▶ Assignment:
Give again, word for word, every line below from the one that has "1. Open any page on level 2" through the one that has "export in Amharic", both included, and no others.

▶ Stored data:
PR #1984, opened 2022-12-22
Fix wrong parameter type in page order, fix #1983

### LINKED ISSUE #1983: Change page parent broken in page form
### Describe the Bug
When trying to change the page parent of a page on level 2 and move it into level 3 by changing the page parent, a JavaScript error occurs.

### Steps to Reproduce

1. Open any page on level 2
2. Choose another level 2 page as new parent
3. An error occurs in `Order` box instead of the drop down
4. When saving the page the page parent is not updated

### Expected Behavior
A list of pages should appear.

### Actual Behavior
image

### Additional Information
* No browser console errors
* The error fist appeared with the [2022.12.0](https://github.com/digitalfabrik/integreat-cms/pull/1944) release
* The error message reads `raw is undefined` in development mode

svenseeberg:
### Short description
Fix #1983 where an unexpected parameter type was passed to the `escapeMeta` function.

### Proposed changes
Allow the escapeMeta function to handle any parameter type and always return a valid (String) result.

### Side effects
I thought about splitting the nested function calls in https://github.com/digitalfabrik/integreat-cms/pull/1984/files#diff-12d9bde41ce20ae100fac96355585b5bd8415aeb05cc981c8bbb3b9f1e30f8e6R146 and only pass it to escapeMeta if there is a element. However, this made `getPageOrderTable()` even longer and the result seems to be mostly the same - except for the "unclean" parameter type.

### Resolved issues
Fixes: #1983 

### DIFF
--- a/CHANGELOG.md
+++ b/CHANGELOG.md
@@ -7,6 +7,7 @@ UNRELEASED
 * [ [#1900](https://github.com/digitalfabrik/integreat-cms/issues/1900) ] Exclude users without view_page permission from page-specific permissions
 * [ [#1956](https://github.com/digitalfabrik/integreat-cms/issues/1956) ] Add Amharic fonts and fix PDF export in Amharic
 * [ [#1906](https://github.com/digitalfabrik/integreat-cms/issues/1906) ] Fix link escape in message in imprint form
+* [ [#1983](https://github.com/digitalfabrik/integreat-cms/issues/1983) ] Fix broken page form ordering box
 
 
 2022.12.2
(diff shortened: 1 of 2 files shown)


svenseeberg:
I'd trigger a release after merging this.

MizukiTemma (approved):
Thank you for speedy fix 🚀

MizukiTemma:
Isn't the issue number in the "Resolved issues" wrong?

svenseeberg:
> Isn't the issue number in the "Resolved issues" wrong?

Definitely yes :D I seems I had the wrong text in my clipboard.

▶ Task output:
1. Open any page on level 2
2. Choose another level 2 page as new parent
3. An error occurs in `Order` box instead of the drop down
4. When saving the page the page parent is not updated

### Expected Behavior
A list of pages should appear.

### Actual Behavior
image

### Additional Information
* No browser console errors
* The error fist appeared with the [2022.12.0](https://github.com/digitalfabrik/integreat-cms/pull/1944) release
* The error message reads `raw is undefined` in development mode

svenseeberg:
### Short description
Fix #1983 where an unexpected parameter type was passed to the `escapeMeta` function.

### Proposed changes
Allow the escapeMeta function to handle any parameter type and always return a valid (String) result.

### Side effects
I thought about splitting the nested function calls in https://github.com/digitalfabrik/integreat-cms/pull/1984/files#diff-12d9bde41ce20ae100fac96355585b5bd8415aeb05cc981c8bbb3b9f1e30f8e6R146 and only pass it to escapeMeta if there is a element. However, this made `getPageOrderTable()` even longer and the result seems to be mostly the same - except for the "unclean" parameter type.

### Resolved issues
Fixes: #1983 

### DIFF
--- a/CHANGELOG.md
+++ b/CHANGELOG.md
@@ -7,6 +7,7 @@ UNRELEASED
 * [ [#1900](https://github.com/digitalfabrik/integreat-cms/issues/1900) ] Exclude users without view_page permission from page-specific permissions
 * [ [#1956](https://github.com/digitalfabrik/integreat-cms/issues/1956) ] Add Amharic fonts and fix PDF export in Amharic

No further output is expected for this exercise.